Books: Ray Banks, Tom Piccirilli

Wolf Tickets by Ray Banks Originally, this story was begun many years ago as a collaboration between Banks and one of my other favorite authors, Ken Bruen. Two of my favorite writers working together: what could possibly go wrong? Well everything and nothing - the story is simply extraordinary, but because it didn't fit in any preconceived genre and contained a lot of British and Irish slang, it was deemed unpublishable and languished in a drawer for years until seeing the light of day as an electronic book. It's a crackling story, one of Banks' finest, the story of two old army pals, Cobb, a down but not out Englishman who just kicked a coke habit, but can't kick the habit of stealing from thrift stores and Farrell, an Irishman, who is on the trail of his girlfriend Nora who has split with 20,000 euros of Farrell's money along with his favorite jacket. Hooking up in Newcastle, they try to track down Nora and get the money back.
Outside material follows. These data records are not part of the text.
PR #3938, opened 2017-07-15
Bcnm pet cleanup

### LINKED ISSUE #3919: BCNM that involve mob's that have pets
**_I have:_**

30170427_0

**_Server Version_** (type `@revision` in game) **:**
4ca87a3dd8b29dda4f8b2a11443d917eff30ed48

master

This issue is old but has been poorly described by people guessing at what it wrong, and usually they just complain without opening an issue on github. Well now we have one. These STILL aren't being cleared by the battlefield handler at the end, leaving them sitting ~~to attack the next person to do any BCNM in the same zone~~. ~~The fact they can even attack says the code spawning them didn't register them to the BCNM.~~ *players are often unreliable witnesses* 

All their SQL entries are correct: not spawned at start, not required killed to win, not timed repops..So we just need them to be ~~considered part of the BCNM so they get~~ cleaned up.

ShelbyZ:
- Check on cleanup() if any mobs have pets and if they aren't dead, we
should tell them to despawn
- Should fix #3919

### DIFF
--- a/src/map/battlefield.cpp
+++ b/src/map/battlefield.cpp
@@ -465,7 +465,7 @@ void CBattlefield::cleanup()
         auto enemy = m_EnemyList.at(i);
         if (enemy->PPet != nullptr && enemy->PPet->isAlive())
         {
-            enemy->PPet->Die();
+            enemy->PPet->PAI->Despawn();
         }
         enemy->PAI->Despawn();
         enemy->status = STATUS_DISAPPEAR;
--- a/src/map/battlefield.cpp
+++ b/src/map/battlefield.cpp
@@ -462,9 +462,14 @@ void CBattlefield::cleanup()
     ShowDebug("bcnm cleanup id:%i inst:%i \n", this->getID(), this->getBattlefieldNumber());
     //wipe enmity from all mobs in list if needed
     for (int i = 0; i < m_EnemyList.size(); i++) {
-        m_EnemyList.at(i)->PAI->Despawn();
-        m_EnemyList.at(i)->status = STATUS_DISAPPEAR;
-        m_EnemyList.at(i)->PBCNM = nullptr;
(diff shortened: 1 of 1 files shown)


teschnei:
I'm not merging this unless it's explicitly tested to have fixed the issue.  The pets should be in the enemy list in the first place, so I don't think it makes a difference

ShelbyZ:
The BCNM in question is SMN Maat and I was able to get an avatar from a prior fight into new fight (WHM) by doing the following:

- Start SMN fight and approach Maat and ensure he summons an avatar
- Warp/zone out (do not win)
- Start WHM fight and view that avatar from prior fight is present

BCNM info (first line is Maat and second is his Avatar):

bcnmId | battlefieldNumber | monsterId | conditions
-------- | --------------------- | ----------- | -----------
103 | 1 | 17375263 | 3
103 | 1 | 17375264 | 0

This is where things go off the rails. Nora turns up dead outside of a trailer where Cobb and Farrell were holing up. Finding out that the mysterious Frank O’Brien, ex-con and drug dealer, was behind Nora’s death, leads the duo down the road to revenge. This was a very well told story, rife with dark yet hysterical humor. Banks splits the narrative into two first person accounts of the protagonists, showing differing views of the events and their bickering like an old married couple. Ray Banks has the total package here - a ripe story, memorable characters, dark humor and a rollicking pace that never lets up.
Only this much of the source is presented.